PR #1321, opened 2016-01-15
Ensure presence of lxml's binary deps

aharding:
Bug:
The Vagrant shell provisioner fails out when the lxml wheel fails to build.

Cause:
lxml's binary dependencies libxml2 and libxslt are missing from the image's default installation.

Proposed solution:
Use the Vagrant shell provisioner to ensure the presence of Ubuntu header packages "libxml2-dev" and "libxslt1-dev", which grab their respective libs as dependencies (see diff).
Edit: title/message should perhaps include "in Vangrant config".

### DIFF
--- a/Vagrantfile
+++ b/Vagrantfile
@@ -25,6 +25,13 @@ chmod +x miniconda.sh
 ./miniconda.sh -b
 echo "export PATH=$HOME/miniconda/bin:\\$PATH" >> .bashrc
 
+# install nipype dependencies' dependencies:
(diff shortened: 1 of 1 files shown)


chrisfilo:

# What to do
Transcribe every entry exactly as it reads.

# The completed task
PR #1321, opened 2016-01-15
Ensure presence of lxml's binary deps

aharding:
Bug:
The Vagrant shell provisioner fails out when the lxml wheel fails to build.

Cause:
lxml's binary dependencies libxml2 and libxslt are missing from the image's default installation.

Proposed solution:
Use the Vagrant shell provisioner to ensure the presence of Ubuntu header packages "libxml2-dev" and "libxslt1-dev", which grab their respective libs as dependencies (see diff).
Edit: title/message should perhaps include "in Vangrant config".

### DIFF
--- a/Vagrantfile
+++ b/Vagrantfile
@@ -25,6 +25,13 @@ chmod +x miniconda.sh
 ./miniconda.sh -b
 echo "export PATH=$HOME/miniconda/bin:\\$PATH" >> .bashrc
 
+# install nipype dependencies' dependencies:
(diff shortened: 1 of 1 files shown)


chrisfilo:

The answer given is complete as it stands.